Dissecting phylogenetic signal and accounting for bias in whole-genome data sets: a case study of the Metazoa
Marek L Borowiec, Ernest K Lee, Joanna C Chiu, David C Plachetzki
Transcriptome-enabled phylogenetic analyses have dramatically improved our understanding of metazoan phylogeny in recent years, although several important questions remain. The branching order near the base of the tree is one such outstanding issue. To address this question we assemble a novel data set comprised of 1,080 orthologous loci derived from 36 publicly available genomes and dissect the phylogenetic signal present in each individual partition. The size of this data set allows for a closer look at the potential biases and sources of non-phylogenetic signal. We assessed a range of measures for each data partition including information content, saturation, rate of evolution, long-branch score, and taxon occupancy and explored how each of these characteristics impacts phylogeny estimation.
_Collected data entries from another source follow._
PR #789, opened 2022-03-02
Fix wrong args on extract function from multi-arity fn

mainej:
This bumps clj-kondo to include a fix that adds scope-end to the args of multi-arity fns. This fix ensures that these args are included as params when a new function is extracted from their body, fixing #683.

Also includes some test changes to avoid false negatives from a new diagnostic in clj-kondo.


ericdallo (approved):
Thank you!

PR #790, opened 2022-03-02
Add alias and build for profiling and benchmarking

mainej:


cli/deps.edn
```diff
@@ -32,6 +32,11 @@
                  :jvm-opts ["-Xmx2g" "-server"]}
            :debug {:extra-deps {nrepl/nrepl {:mvn/version "0.9.0"}
                                 cider/cider-nrepl {:mvn/version "0.28.3"}}}
+           :perf {:extra-deps {criterium/criterium {:mvn/version "0.4.6"}
```
ericdallo, line 35: Maybe just rename to a better name consistency?
```suggestion
           :performance {:extra-deps {criterium/criterium {:mvn/version "0.4.6"}
```

ericdallo (approved):
Awesome!

cli/deps.edn
mainej: 👍  done.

We then used these data to prepare a reduced set of partitions that fit an optimal set of criteria and are amenable to the most appropriate and computationally intensive analyses using site-heterogeneous models of sequence evolution. We also employed several strategies to examine the potential for long-branch attraction to bias our inferences. All of our analyses support Ctenophora as the sister lineage to other Metazoa, although support for this relationship varies among analyses. We find no support for the traditional view uniting the ctenophores and Cnidaria (jellies, anemones, corals, and kin). We also examine phylogenetic placement of myriapods (centipedes and millipedes) and find it more sensitive to the type of analysis and data used. Our study provides a workflow for minimizing systematic bias in whole genome-based phylogenetic analyses.